WORK REQUEST: Among the entries below, only the lines starting at the one with "WCAG reference: 1.3.2" and ending at the one with "This was the", both included, are to be printed exactly.

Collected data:
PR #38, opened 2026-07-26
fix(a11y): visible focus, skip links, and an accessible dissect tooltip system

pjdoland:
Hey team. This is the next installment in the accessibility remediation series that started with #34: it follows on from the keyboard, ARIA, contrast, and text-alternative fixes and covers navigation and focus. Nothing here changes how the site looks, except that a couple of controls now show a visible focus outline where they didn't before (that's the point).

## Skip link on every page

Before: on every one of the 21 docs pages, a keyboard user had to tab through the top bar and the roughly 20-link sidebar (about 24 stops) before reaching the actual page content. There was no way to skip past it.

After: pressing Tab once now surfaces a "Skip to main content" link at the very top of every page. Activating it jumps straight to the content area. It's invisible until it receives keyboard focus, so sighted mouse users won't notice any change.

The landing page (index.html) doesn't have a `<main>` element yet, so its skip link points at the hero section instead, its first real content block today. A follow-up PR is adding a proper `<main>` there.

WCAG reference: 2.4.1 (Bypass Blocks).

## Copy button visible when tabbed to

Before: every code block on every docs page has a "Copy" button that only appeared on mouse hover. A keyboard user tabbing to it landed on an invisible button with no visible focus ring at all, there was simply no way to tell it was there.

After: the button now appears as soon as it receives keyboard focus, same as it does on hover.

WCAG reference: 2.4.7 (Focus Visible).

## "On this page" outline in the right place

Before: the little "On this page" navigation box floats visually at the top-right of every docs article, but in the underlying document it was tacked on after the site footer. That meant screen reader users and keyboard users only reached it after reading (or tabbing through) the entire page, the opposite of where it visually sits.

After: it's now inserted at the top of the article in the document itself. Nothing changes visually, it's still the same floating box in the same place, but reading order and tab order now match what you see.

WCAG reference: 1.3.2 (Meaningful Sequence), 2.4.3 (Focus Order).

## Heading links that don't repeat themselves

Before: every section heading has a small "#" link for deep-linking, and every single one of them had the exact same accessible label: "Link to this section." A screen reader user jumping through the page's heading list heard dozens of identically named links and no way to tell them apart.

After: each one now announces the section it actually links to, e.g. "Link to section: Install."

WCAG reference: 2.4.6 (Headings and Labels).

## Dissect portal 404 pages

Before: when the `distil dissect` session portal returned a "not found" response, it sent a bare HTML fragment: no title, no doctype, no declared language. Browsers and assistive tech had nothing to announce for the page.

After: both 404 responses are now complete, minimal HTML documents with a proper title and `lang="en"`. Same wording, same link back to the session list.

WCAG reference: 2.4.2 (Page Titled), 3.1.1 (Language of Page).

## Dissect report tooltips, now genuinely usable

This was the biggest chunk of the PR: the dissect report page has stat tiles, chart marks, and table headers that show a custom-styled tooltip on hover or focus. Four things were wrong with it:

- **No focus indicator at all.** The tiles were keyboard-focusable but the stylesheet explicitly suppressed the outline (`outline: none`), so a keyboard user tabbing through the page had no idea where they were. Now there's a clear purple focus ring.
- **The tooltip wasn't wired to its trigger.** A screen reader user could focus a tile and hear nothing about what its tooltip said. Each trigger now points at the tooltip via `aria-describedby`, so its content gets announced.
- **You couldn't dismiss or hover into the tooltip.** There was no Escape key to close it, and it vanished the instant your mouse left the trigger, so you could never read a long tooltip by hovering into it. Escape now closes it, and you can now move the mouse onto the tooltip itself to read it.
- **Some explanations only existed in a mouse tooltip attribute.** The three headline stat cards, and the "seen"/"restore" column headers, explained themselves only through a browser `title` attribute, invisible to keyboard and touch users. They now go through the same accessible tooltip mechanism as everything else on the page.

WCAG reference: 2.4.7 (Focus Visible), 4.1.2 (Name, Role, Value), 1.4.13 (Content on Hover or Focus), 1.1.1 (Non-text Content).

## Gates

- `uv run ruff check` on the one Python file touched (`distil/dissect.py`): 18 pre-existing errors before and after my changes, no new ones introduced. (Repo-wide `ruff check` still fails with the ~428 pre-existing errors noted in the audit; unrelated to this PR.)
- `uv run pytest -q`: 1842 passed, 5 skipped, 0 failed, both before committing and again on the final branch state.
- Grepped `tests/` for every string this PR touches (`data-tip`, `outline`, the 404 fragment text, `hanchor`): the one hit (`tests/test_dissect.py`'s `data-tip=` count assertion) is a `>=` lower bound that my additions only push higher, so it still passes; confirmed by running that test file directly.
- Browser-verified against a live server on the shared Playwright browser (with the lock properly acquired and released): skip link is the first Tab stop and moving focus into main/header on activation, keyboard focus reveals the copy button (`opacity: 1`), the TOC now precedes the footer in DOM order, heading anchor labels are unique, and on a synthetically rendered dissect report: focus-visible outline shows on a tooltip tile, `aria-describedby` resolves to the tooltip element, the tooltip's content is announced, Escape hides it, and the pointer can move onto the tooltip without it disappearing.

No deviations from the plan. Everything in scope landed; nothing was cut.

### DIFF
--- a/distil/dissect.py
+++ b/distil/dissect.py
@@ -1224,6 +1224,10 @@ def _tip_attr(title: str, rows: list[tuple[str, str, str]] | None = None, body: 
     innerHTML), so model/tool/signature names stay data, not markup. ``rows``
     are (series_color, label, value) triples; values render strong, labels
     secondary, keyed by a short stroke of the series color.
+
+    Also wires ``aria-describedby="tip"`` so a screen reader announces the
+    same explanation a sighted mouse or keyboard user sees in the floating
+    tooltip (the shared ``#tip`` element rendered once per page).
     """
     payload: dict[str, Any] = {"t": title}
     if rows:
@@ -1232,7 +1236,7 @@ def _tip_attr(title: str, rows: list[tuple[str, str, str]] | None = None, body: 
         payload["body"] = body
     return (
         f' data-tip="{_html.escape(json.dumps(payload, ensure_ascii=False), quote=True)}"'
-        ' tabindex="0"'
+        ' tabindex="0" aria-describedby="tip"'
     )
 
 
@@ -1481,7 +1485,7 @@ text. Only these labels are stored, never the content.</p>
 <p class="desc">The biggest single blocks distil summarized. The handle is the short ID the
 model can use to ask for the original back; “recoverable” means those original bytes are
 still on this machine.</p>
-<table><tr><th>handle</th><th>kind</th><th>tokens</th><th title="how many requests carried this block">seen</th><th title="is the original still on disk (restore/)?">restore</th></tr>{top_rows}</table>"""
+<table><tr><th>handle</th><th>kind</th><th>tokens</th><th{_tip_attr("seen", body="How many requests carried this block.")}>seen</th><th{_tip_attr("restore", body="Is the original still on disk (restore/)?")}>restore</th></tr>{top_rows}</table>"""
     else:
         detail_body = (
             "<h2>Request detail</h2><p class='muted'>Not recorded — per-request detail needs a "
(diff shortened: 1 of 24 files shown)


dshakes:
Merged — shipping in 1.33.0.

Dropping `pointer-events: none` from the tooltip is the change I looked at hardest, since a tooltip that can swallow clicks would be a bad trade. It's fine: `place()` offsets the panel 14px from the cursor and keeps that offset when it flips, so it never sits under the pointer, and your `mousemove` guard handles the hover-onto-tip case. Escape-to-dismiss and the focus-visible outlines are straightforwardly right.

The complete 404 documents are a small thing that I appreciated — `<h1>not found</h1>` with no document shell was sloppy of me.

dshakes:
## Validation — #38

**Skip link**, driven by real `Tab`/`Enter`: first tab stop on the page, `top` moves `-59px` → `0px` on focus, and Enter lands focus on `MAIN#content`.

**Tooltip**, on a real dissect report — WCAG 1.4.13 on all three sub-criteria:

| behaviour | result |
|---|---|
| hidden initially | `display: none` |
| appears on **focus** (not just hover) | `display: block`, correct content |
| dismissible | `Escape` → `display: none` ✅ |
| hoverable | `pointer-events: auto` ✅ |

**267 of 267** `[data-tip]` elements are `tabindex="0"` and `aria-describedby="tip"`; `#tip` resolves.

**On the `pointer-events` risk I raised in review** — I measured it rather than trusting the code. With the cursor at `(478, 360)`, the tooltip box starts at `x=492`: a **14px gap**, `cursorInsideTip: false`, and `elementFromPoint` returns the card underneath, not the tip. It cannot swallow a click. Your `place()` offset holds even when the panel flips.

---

EXERCISE SOLUTION:
WCAG reference: 1.3.2 (Meaningful Sequence), 2.4.3 (Focus Order).

## Heading links that don't repeat themselves

Before: every section heading has a small "#" link for deep-linking, and every single one of them had the exact same accessible label: "Link to this section." A screen reader user jumping through the page's heading list heard dozens of identically named links and no way to tell them apart.

After: each one now announces the section it actually links to, e.g. "Link to section: Install."

WCAG reference: 2.4.6 (Headings and Labels).

## Dissect portal 404 pages

Before: when the `distil dissect` session portal returned a "not found" response, it sent a bare HTML fragment: no title, no doctype, no declared language. Browsers and assistive tech had nothing to announce for the page.

After: both 404 responses are now complete, minimal HTML documents with a proper title and `lang="en"`. Same wording, same link back to the session list.

WCAG reference: 2.4.2 (Page Titled), 3.1.1 (Language of Page).

## Dissect report tooltips, now genuinely usable

This was the biggest chunk of the PR: the dissect report page has stat tiles, chart marks, and table headers that show a custom-styled tooltip on hover or focus. Four things were wrong with it:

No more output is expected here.